When the photographing is instructed by the shutter button 109 in the photographing mode, the overall control unit 211
A thumbnail image of the image fetched into the image memory 209 after the photographing instruction and a compressed image compressed by the JPEG method according to the compression ratio set by the compression ratio setting switch are generated. Then, the generated compression is performed together with tag information (frame number, exposure value, shutter speed, compression ratio, shooting date, flash ON / OFF data at shooting, scene information, image determination result, etc.) regarding the shot image. The image is stored on the memory card.

Each frame of the image recorded by the digital camera 100 includes a tag portion, high-resolution image data (1600 × 1200 pixels) compressed in JPEG format, and image data for thumbnail display (80 × 60 pixels). Is recorded. The capacity of one frame of image data is about 1 MB.

When the photographing / reproduction mode setting switch 120 is set to the reproduction mode, the image data having the largest frame number in the memory card is read out, the data is decompressed by the reproduction image generation section, and transferred to the VRAM 210. As a result, the image with the largest frame number, that is, the most recently captured image is displayed on the LCD display unit 110. By operating the UP switch 111a, an image with a large frame number is displayed, and the DOWN switch 111
By pressing b, an image with a small frame number is displayed.

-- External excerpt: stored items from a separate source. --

PR #2818, opened 2026-01-20
Indirect node count: query for networking load balancer resources

beeankha:
##### SUMMARY

Create a query for indirect node count for Networking - Load Balancers resources (`elb_application_elb_info`, `elb_classic_lb_info`).
Refers to https://issues.redhat.com/browse/ACA-4702

##### ISSUE TYPE

- Feature Pull Request

### DIFF
--- a/extensions/audit/event_query.yml
+++ b/extensions/audit/event_query.yml
@@ -1,4 +1,20 @@
 ---
+amazon.aws.ec2_instance_info:
+  query: >-
+    .instances[] | select(. != null) | {
+      name: (.name // .tags.Name // "UNKNOWN"),  # unique identifier for the resource
+      canonical_facts: {
+      id: .instance_id,
+      status: .state.name,
+      tags: (.tags // {}),
+      },
+      facts: {
+        infra_type: "PublicCloud",
+        infra_bucket: "Compute",
+        device_type: "EC2"
+        },
+      }
+
 amazon.aws.elb_application_lb_info:
   query: >-
     .load_balancers[] | select(. != null) |
--- a/changelogs/fragments/20260123-indirect-node-count-ec2.yml
+++ b/changelogs/fragments/20260123-indirect-node-count-ec2.yml
@@ -1,0 +1,3 @@
+---
+minor_changes:
+  - indirect node count - create query for ec2 (https://github.com/ansible-collections/amazon.aws/pull/2807).
--- a/tests/integration/targets/node_query_instance_ec2/aliases
+++ b/tests/integration/targets/node_query_instance_ec2/aliases
@@ -1,0 +1,2 @@
+cloud/aws
+ec2_instance_info
--- a/tests/integration/targets/node_query_instance_ec2/play.yaml
+++ b/tests/integration/targets/node_query_instance_ec2/play.yaml
@@ -1,0 +1,62 @@
+- hosts: localhost
+  gather_facts: true
+
+  roles:
+    - role: setup_node_query
+    - role: setup_ec2_facts
+    - role: setup_ec2_instance_env
+
+  module_defaults:
+    group/aws:
+      access_key: "{{ aws_access_key }}"
+      secret_key: "{{ aws_secret_key }}"
+      session_token: "{{ security_token | default(omit) }}"
+      region: "{{ aws_region }}"
+
+  vars:
+    ec2_instance_buckets:
+      name: "instance-{{ resource_prefix }}"
+      tags:
+        resource_prefix: "{{ resource_prefix }}"
+    ec2_instance_facts:
+      device_type: "EC2"
+      infra_bucket: "Compute"
+      infra_type: "PublicCloud"
+
+  tasks:
+    - block:
+        # EC2 Instances
+        - name: Create a simple ec2_instance
+          amazon.aws.ec2_instance:
+            state: running
+            name: "{{ ec2_instance_buckets.name }}"
+            instance_type: t3.nano
+            image_id: "{{ ec2_ami_id }}"
+            tags: "{{ ec2_instance_buckets.tags }}"
+            security_group: "{{ security_group_name_1 }}"
+            vpc_subnet_id: "{{ testing_subnet_a.subnet.id }}"
+            wait: false
+          register: result
+
+        - name: List instances by name
+          amazon.aws.ec2_instance_info:
+            instance_ids: "{{ result.instance_ids }}"
+          register: _instances
+
+        - name: Run jq query on result data
+          ansible.builtin.set_fact:
+            node_count: "{{ _instances | to_json | aws_jq(event_node_queries.ec2_instance_info) }}"
+
+        - name: Validate result is as expected
+          ansible.builtin.assert:
+            that:
+              - node_count == expected_result  
+          vars:
+            expected_result: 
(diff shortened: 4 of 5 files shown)


tests/integration/targets/node_query_networking_elb/play.yaml
```diff
@@ -0,0 +1,381 @@
...
+
+  module_defaults:
+    group/aws:
+      access_key: "{{ aws_access_key }}"
+      secret_key: "{{ aws_secret_key }}"
+      session_token: "{{ security_token | default(omit) }}"
+      region: "{{ aws_region }}"
+
+  vars:
+    resource_short: "{{ '%0.8x' % ((16**8) | random(seed=resource_prefix)) }}"
```
alinabuzachis: Why not using `tiny_prefix` instead?

extensions/audit/event_query.yml
```diff
@@ -1,4 +1,51 @@
...
+      facts: {
+        infra_type: "PublicCloud",
+        infra_bucket: "Networking",
+        device_type: "ApplicationLoadBalancer"
+      },
+      extra_fields: {
+      scheme: (.scheme // null),
+      availability_zones: (.availability_zones // []),
+      security_groups: (.security_groups // []),
+      subnets: (.subnets // [])
```
alinabuzachis: I don't think we need to include these extra_fields at this stage. We should prioritize ensuring the basic functionality works first. We can always enrich and extend the feature in future iterations.

extensions/audit/event_query.yml
```diff
@@ -1,4 +1,51 @@
...
+amazon.aws.elb_application_lb_info:
+  query: >-
+    .load_balancers[] | select(. != null) |
+    {
+      canonical_facts: {
+        name: .load_balancer_name,
+        arn: (.load_balancer_arn // null),
+        dns_name: (.dns_name // null),
+        vpc_id: (.vpc_id // null),
+        tags: (.tags // {})
```
alinabuzachis: We should ensure the canonical facts required are met:

```
load_balancer_name -> name,
state -> status,
tags
id (if there's any)
```

extensions/audit/event_query.yml
```diff
@@ -1,4 +1,51 @@
...
+
+amazon.aws.elb_classic_lb_info:
+  query: >-
+    .elbs[] | select(. != null) |
+    {
+      canonical_facts: {
+        name: .load_balancer_name,
+        dns_name: (.dns_name // null),
+        vpc_id: (.vpc_id // null),
+        tags: (.tags // {})
```
alinabuzachis: Same here.

extensions/audit/event_query.yml
```diff
@@ -1,4 +1,51 @@
...
+      facts: {
+        infra_type: "PublicCloud",
+        infra_bucket: "Networking",
+        device_type: "ClassicLoadBalancer"
+      },
+      extra_fields: {
+        scheme: (.scheme // null),
+        availability_zones: (.availability_zones // []),
+        security_groups: (.security_groups // []),
+        subnets: (.subnets // [])
```
alinabuzachis: Same.

tests/integration/targets/node_query_networking_elb/play.yaml
beeankha: The other [`node_query` test uses `resource_prefix`](https://github.com/ansible-collections/amazon.aws/blob/main/tests/integration/targets/node_query_storage_s3/play.yaml#L16-L23) so I was keeping things consistent. 

I've updated this line, are there any other places in this integration test where it would be better for me to switch over to `tiny_prefix` instead?

extensions/audit/event_query.yml
```diff
@@ -1,4 +1,43 @@
...
+    .load_balancers[] | select(. != null) |
+    {
+      canonical_facts: {
+        name: .load_balancer_name,
+        status: (.state.code // null),
+        tags: (.tags // {}),
+        id: (.load_balancer_arn // null),
+        arn: (.load_balancer_arn // null),
+        dns_name: (.dns_name // null),
+        vpc_id: (.vpc_id // null)
```
gravesm: Are these `null` fallbacks necessary? Aren't they redundant?

beeankha: You're correct, these are redundant. Removed!

extensions/audit/event_query.yml
```diff
@@ -1,4 +1,43 @@
...
+    .load_balancers[] | select(. != null) |
+    {
+      canonical_facts: {
+        name: .load_balancer_name,
+        status: .state.code,
+        tags: (.tags // {}),
+        id: .load_balancer_arn,
+        arn: .load_balancer_arn,
+        dns_name: .dns_name,
+        vpc_id: .vpc_id
```
alinabuzachis: I do not think we need these three fields.

extensions/audit/event_query.yml
```diff
@@ -1,4 +1,43 @@
...
+  query: >-
+    .elbs[] | select(. != null) |
+    {
+      canonical_facts: {
+        name: .load_balancer_name,
+        status: "active",
+        tags: (.tags // {}),
+        id: .canonical_hosted_zone_name_id,
+        dns_name: .dns_name,
+        vpc_id: .vpc_id
```
alinabuzachis: Same for these two.

extensions/audit/event_query.yml
```diff
@@ -1,4 +1,43 @@
 ---
+amazon.aws.elb_application_lb_info:
+  query: >-
+    .load_balancers[] | select(. != null) |
+    {
+      canonical_facts: {
+        name: .load_balancer_name,
+        status: .state.code,
+        tags: (.tags // {}),
+        id: .load_balancer_arn,
```
alinabuzachis: If the _info doesn't return an id for the elb, we can remove this field.

extensions/audit/event_query.yml
```diff
@@ -1,4 +1,43 @@
...
+
+amazon.aws.elb_classic_lb_info:
+  query: >-
+    .elbs[] | select(. != null) |
+    {
+      canonical_facts: {
+        name: .load_balancer_name,
+        status: "active",
+        tags: (.tags // {}),
+        id: .canonical_hosted_zone_name_id,
```
alinabuzachis: Same here.

extensions/audit/event_query.yml
```diff
@@ -1,4 +1,36 @@
...
+      },
+    }
+
+amazon.aws.elb_classic_lb_info:
+  query: >-
+    .elbs[] | select(. != null) |
+    {
+      canonical_facts: {
+        name: .load_balancer_name,
+        status: "active",
```
alinabuzachis: Why is this value hardcoded?

beeankha: Unlike application load balancers, the classic load balancer API response doesn't include a `state` or `status` field; I hardcoded it to be consistent with the application load balancer query (i.e. if the classic load balancer exists and is returned by the API, it's effectively "active").

alinabuzachis: If the classic one does not return a status, we should not include this into the canonical facts. We should not hardcode any value in the canonical facts.

beeankha: Removed!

(Display Sequence of Liquid Crystal Display Element)
An example of a data display sequence on the liquid crystal display element 10 in the non-display unit type will be described.

(1) Image Update on Card As an example of a memory card, a memory card 56 of a separated memory section / display section and a built-in drive section shown in FIG.
9 and FIG. As described above, the memory card 56 is compatible with a conventional general memory card. The liquid crystal display element 10 includes 300 pixels in the column direction and 400 pixels in the row direction in FIG. 19, and the electrodes 15 and 16 are provided corresponding to the number of pixels.

Such a memory card 56 is provided to the user with the liquid crystal display element 10 in a non-display state (FIG. 19).
reference). The control procedure described below is based on the assumption that the user updates the thumbnail of the captured image on the liquid crystal display element 10 every time the user mounts the memory card 56 on the digital camera 100 and shoots.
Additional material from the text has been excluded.